◆ **Data for the task**:
"""

PR #508, opened 2023-09-24
Fix IsEntity sometimes returning true for previously deleted entities

### LINKED ISSUE #141: Controls not working when loading sea view
When saving the game in sea view, then loading it, none of the controls work (except F1 - main menu).

Hammie:
When deleting an entity, saving the game and then loading that save game, it is possible for a newly created entity to have the same id as the old deleted entity id.

If the old entity variable is not yet overwritten, it will then return true for `IsEntity(&entity)`.

This can be fixed by making sure the variable value is reset after calling `DeleteEntity`

Also fixes https://github.com/PiratesAhoy/new-horizons/issues/141

### DIFF
--- a/src/libs/core/src/internal_functions.cpp
+++ b/src/libs/core/src/internal_functions.cpp
@@ -1626,6 +1626,10 @@ DATA *COMPILER::BC_CallIntFunction(uint32_t func_code, DATA *&pVResult, uint32_t
         }
         pV->Get(ent);
         core.EraseEntity(ent);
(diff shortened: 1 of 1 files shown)


ugeen4 (approved):

espkk:
While it helps in some cases it's not the root cause and has to be fixed differently...
So, we probably don't want to merge this. Instead, we shouldn't zero the cookie counter during entity manager's full-erase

"""

◆ **Exercise**: Taking the line that contains "--- a/src/libs/core/src/internal_functions.cpp" as the first and the last line of the material as the final one, transcribe that span exactly and include nothing else.

◆ **Reply**:
--- a/src/libs/core/src/internal_functions.cpp
+++ b/src/libs/core/src/internal_functions.cpp
@@ -1626,6 +1626,10 @@ DATA *COMPILER::BC_CallIntFunction(uint32_t func_code, DATA *&pVResult, uint32_t
         }
         pV->Get(ent);
         core.EraseEntity(ent);
(diff shortened: 1 of 1 files shown)


ugeen4 (approved):

espkk:
While it helps in some cases it's not the root cause and has to be fixed differently...
So, we probably don't want to merge this. Instead, we shouldn't zero the cookie counter during entity manager's full-erase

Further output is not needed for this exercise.